[Records from a collection]

........

PR #1754, opened 2019-09-25
Configurable 'Consumer Group' for MessageAnalyzer

vipeller:
Allows injecting 'Consumer Group' name for MessageAnalyzer to use when processing messages.

Usage is: runE2ETest.sh -eventHubConsumerGroup groupname

If not specified, it will inject $Default, which results in the current working, as MessageAnalyzer uses $Default consumer today.

Before specifying any consumer group name, that group name must be created manually in IotHub to make it existing.

### DIFF
--- a/scripts/linux/runE2ETest.sh
+++ b/scripts/linux/runE2ETest.sh
@@ -945,7 +945,7 @@ function usage() {
     echo ' -containerRegistryPassword      Password of given username for container registory.'
     echo ' -iotHubConnectionString         IoT hub connection string for creating edge device.'
     echo ' -eventHubConnectionString       Event hub connection string for receive D2C messages.'
-	echo ' -eventHubConsumerGroup          An existing consumer group id for D2C messages.'
+    echo ' -eventHubConsumerGroup          An existing consumer group id for D2C messages.'
     echo ' -loadGenMessageFrequency        Frequency to send messages in LoadGen module for long haul and stress test. Default is 00.00.01 for long haul and 00:00:00.03 for stress test.'
     echo ' -snitchAlertUrl                 Alert Url pointing to Azure Logic App for email preparation and sending for long haul and stress test.'
     echo ' -snitchBuildNumber              Build number for snitcher docker image for long haul and stress test. Default is 1.1.'
--- a/scripts/linux/runE2ETest.sh
+++ b/scripts/linux/runE2ETest.sh
@@ -170,6 +170,7 @@ function prepare_test_from_artifacts() {
                 local escapedSnitchAlertUrl
                 local escapedBuildId
                 sed -i -e "s@<Analyzer.EventHubConnectionString>@$EVENTHUB_CONNECTION_STRING@g" "$deployment_working_file"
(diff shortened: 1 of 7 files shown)


philipktlin:
you need to update LH and stress deployment json files for Windows as well.

scripts/linux/runE2ETest.sh
```diff
@@ -940,6 +946,7 @@ function usage() {
     echo ' -containerRegistryPassword      Password of given username for container registory.'
     echo ' -iotHubConnectionString         IoT hub connection string for creating edge device.'
     echo ' -eventHubConnectionString       Event hub connection string for receive D2C messages.'
+	echo ' -eventHubConsumerGroup          An existing consumer group id for D2C messages.'
```
philipktlin: nit: spacing.

scripts/linux/runE2ETest.sh
```diff
@@ -347,6 +347,9 @@ function process_args() {
             saveNextArg=0
         elif [ $saveNextArg -eq 28 ]; then
             DPS_MASTER_SYMMETRIC_KEY="$arg"
+            saveNextArg=0
+		elif [ $saveNextArg -eq 29 ]; then
```
philipktlin: nit: spacing; you can run shellcheck to check style of sh script.

scripts/linux/runE2ETest.sh
```diff
@@ -617,6 +621,7 @@ function run_longhaul_test() {
     local device_id="$RELEASE_LABEL-Linux-$image_architecture_label-longhaul"
 
     sed -i -e "s@<Analyzer.DeviceID>@$device_id@g" "$deployment_working_file"
+	sed -i -e "s@<Analyzer.ConsumerGroupId>@${EVENT_HUB_CONSUMER_GROUP:-\$Default}@g" "$deployment_working_file"
```
philipktlin: please move this change to prepare_test_from_artifacts function.

scripts/linux/runE2ETest.sh
```diff
@@ -170,6 +170,7 @@ function prepare_test_from_artifacts() {
                 local escapedSnitchAlertUrl
                 local escapedBuildId
                 sed -i -e "s@<Analyzer.EventHubConnectionString>@$EVENTHUB_CONNECTION_STRING@g" "$deployment_working_file"
+                sed -i -e "s@<Analyzer.ConsumerGroupId>@${EVENT_HUB_CONSUMER_GROUP:-\$Default}@g" "$deployment_working_file"
```
philipktlin: Suggest to move default value assignment below process_args call.

philipktlin:
Please update runE2ETest.ps1 as well; Also, are you going to update stress.yaml and longhaul.yaml to pass different consumer group in this PR or in a separate PR?

vipeller:
I think that should be a separate step (configuring *.yaml). The current change would not cause any differences in behavior, just gives the infrastructure. Then we need to create the appropriate consumer groups in IoTHub and then we can configure it to be used.

vipeller:
merging this now then will do the same with the powershell version in a separate PR to avoid getting obsolate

........

WHAT IS REQUIRED: Nothing in the entries above should differ when you return them in full.

WRITTEN REPLY:
PR #1754, opened 2019-09-25
Configurable 'Consumer Group' for MessageAnalyzer

vipeller:
Allows injecting 'Consumer Group' name for MessageAnalyzer to use when processing messages.

Usage is: runE2ETest.sh -eventHubConsumerGroup groupname

If not specified, it will inject $Default, which results in the current working, as MessageAnalyzer uses $Default consumer today.

Before specifying any consumer group name, that group name must be created manually in IotHub to make it existing.

### DIFF
--- a/scripts/linux/runE2ETest.sh
+++ b/scripts/linux/runE2ETest.sh
@@ -945,7 +945,7 @@ function usage() {
     echo ' -containerRegistryPassword      Password of given username for container registory.'
     echo ' -iotHubConnectionString         IoT hub connection string for creating edge device.'
     echo ' -eventHubConnectionString       Event hub connection string for receive D2C messages.'
-	echo ' -eventHubConsumerGroup          An existing consumer group id for D2C messages.'
+    echo ' -eventHubConsumerGroup          An existing consumer group id for D2C messages.'
     echo ' -loadGenMessageFrequency        Frequency to send messages in LoadGen module for long haul and stress test. Default is 00.00.01 for long haul and 00:00:00.03 for stress test.'
     echo ' -snitchAlertUrl                 Alert Url pointing to Azure Logic App for email preparation and sending for long haul and stress test.'
     echo ' -snitchBuildNumber              Build number for snitcher docker image for long haul and stress test. Default is 1.1.'
--- a/scripts/linux/runE2ETest.sh
+++ b/scripts/linux/runE2ETest.sh
@@ -170,6 +170,7 @@ function prepare_test_from_artifacts() {
                 local escapedSnitchAlertUrl
                 local escapedBuildId
                 sed -i -e "s@<Analyzer.EventHubConnectionString>@$EVENTHUB_CONNECTION_STRING@g" "$deployment_working_file"
(diff shortened: 1 of 7 files shown)


philipktlin:
you need to update LH and stress deployment json files for Windows as well.

scripts/linux/runE2ETest.sh
```diff
@@ -940,6 +946,7 @@ function usage() {
     echo ' -containerRegistryPassword      Password of given username for container registory.'
     echo ' -iotHubConnectionString         IoT hub connection string for creating edge device.'
     echo ' -eventHubConnectionString       Event hub connection string for receive D2C messages.'
+	echo ' -eventHubConsumerGroup          An existing consumer group id for D2C messages.'
```
philipktlin: nit: spacing.

scripts/linux/runE2ETest.sh
```diff
@@ -347,6 +347,9 @@ function process_args() {
             saveNextArg=0
         elif [ $saveNextArg -eq 28 ]; then
             DPS_MASTER_SYMMETRIC_KEY="$arg"
+            saveNextArg=0
+		elif [ $saveNextArg -eq 29 ]; then
```
philipktlin: nit: spacing; you can run shellcheck to check style of sh script.

scripts/linux/runE2ETest.sh
```diff
@@ -617,6 +621,7 @@ function run_longhaul_test() {
     local device_id="$RELEASE_LABEL-Linux-$image_architecture_label-longhaul"
 
     sed -i -e "s@<Analyzer.DeviceID>@$device_id@g" "$deployment_working_file"
+	sed -i -e "s@<Analyzer.ConsumerGroupId>@${EVENT_HUB_CONSUMER_GROUP:-\$Default}@g" "$deployment_working_file"
```
philipktlin: please move this change to prepare_test_from_artifacts function.

scripts/linux/runE2ETest.sh
```diff
@@ -170,6 +170,7 @@ function prepare_test_from_artifacts() {
                 local escapedSnitchAlertUrl
                 local escapedBuildId
                 sed -i -e "s@<Analyzer.EventHubConnectionString>@$EVENTHUB_CONNECTION_STRING@g" "$deployment_working_file"
+                sed -i -e "s@<Analyzer.ConsumerGroupId>@${EVENT_HUB_CONSUMER_GROUP:-\$Default}@g" "$deployment_working_file"
```
philipktlin: Suggest to move default value assignment below process_args call.

philipktlin:
Please update runE2ETest.ps1 as well; Also, are you going to update stress.yaml and longhaul.yaml to pass different consumer group in this PR or in a separate PR?

vipeller:
I think that should be a separate step (configuring *.yaml). The current change would not cause any differences in behavior, just gives the infrastructure. Then we need to create the appropriate consumer groups in IoTHub and then we can configure it to be used.

vipeller:
merging this now then will do the same with the powershell version in a separate PR to avoid getting obsolate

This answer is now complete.